New content is created, that’s the whole point. The AI takes the original content and transforms it and creates new content.

BURN@lemmy.world · 1 year ago

I don’t believe that AI creates new content. Fundamentally it just statistically repeats what it’s seen before. That’s not new content, it’s a mad lib.

Current AI is great at pattern recognition, that’s it. It recognizes patterns in words and outputs the next one it guesses is right.

LordShrek@lemmy.world · 1 year ago

yes, but that’s a different situation. with the LLM, the issue is that the text from copyrighted books are influencing the way it speaks. this is the same with humans.

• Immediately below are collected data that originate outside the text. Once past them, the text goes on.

PR #869, opened 2025-02-28
Fix reserved parser keyword error reporting

ArquintL:
This PR addresses a bug discovered by @felixlinker where our parser just reports "no viable alternative at input '(proof'
func test(proof ProofType)" for the following input, thus, making it hard to spot that `proof` is a reserved word. While our parse error listener already supports pointing out reserved words, the list of reserved words was outdated. I hope to prevent similar bugs in the future by corresponding notes in `GobraLexer.g4`.

```
package main

func test(proof ProofType)
```

### DIFF
--- a/src/main/scala/viper/gobra/frontend/InformativeErrorListener.scala
+++ b/src/main/scala/viper/gobra/frontend/InformativeErrorListener.scala
@@ -21,6 +21,19 @@ import scala.collection.mutable.ListBuffer
 class InformativeErrorListener(val messages: ListBuffer[ParserError], val source: Source) extends BaseErrorListener {
 
   /**
+    * First token that Gobra introduces that is not present in Go.
+    * First refers to the order of token declarations in GobraLexer.g4
+    * as this order is preserved by ANTLR4 when generating GobraParser.java
+    */
+  private val FIRST_GOBRA_TOKEN = GobraParser.TRUE
+  /**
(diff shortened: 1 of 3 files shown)


src/main/scala/viper/gobra/frontend/InformativeErrorListener.scala
```diff
@@ -20,6 +20,19 @@ import scala.collection.mutable.ListBuffer
...
+    * as this order is preserved by ANTLR4 when generating GobraParser.java
+    */
+  private val FIRST_GOBRA_TOKEN = GobraParser.TRUE
+  /**
+    * Last token that Gobra introduces that is not present in Go.
+    * Last refers to the order of token declarations in GobraLexer.g4
+    * this order is preserved by ANTLR4 when generating GobraParser.java
+    */
+  private val LAST_GOBRA_TOKEN = GobraParser.BACKEND
+
```
jcp19, line 35: Is it guaranteed that the ids of the tokens are monotonic with respect to the position in which the tokens are declared?

jcp19 (approved):
LGTM, I just have a question about an assumption that the code makes

src/main/scala/viper/gobra/frontend/InformativeErrorListener.scala
ArquintL: As discussed offline, we leave it as is

PR #895, opened 2025-03-19
Configure Gobra via JSON

ArquintL:
This PR pushes @jcp19's idea further to use a JSON file to configure Gobra by integrating the parsing of the JSON file into Gobra. The accepted JSON structure follows [gobrago](https://github.com/jcp19/gobrago) with the following differences:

Touching_Grass@lemmy.world · edit-2 1 year ago

Mods remove this comment as this instance no longer tolerates discussions of piracy. We went through this last week

scarabic@lemmy.world · 1 year ago

One of the first things I ever did with ChatGPT was ask it to write some Harry Potter fan fiction. It wrote a short story about Ron and Harry getting into trouble. I never said the word McGonagal and yet she appeared in the story.

So yeah, case closed. They are full of shit.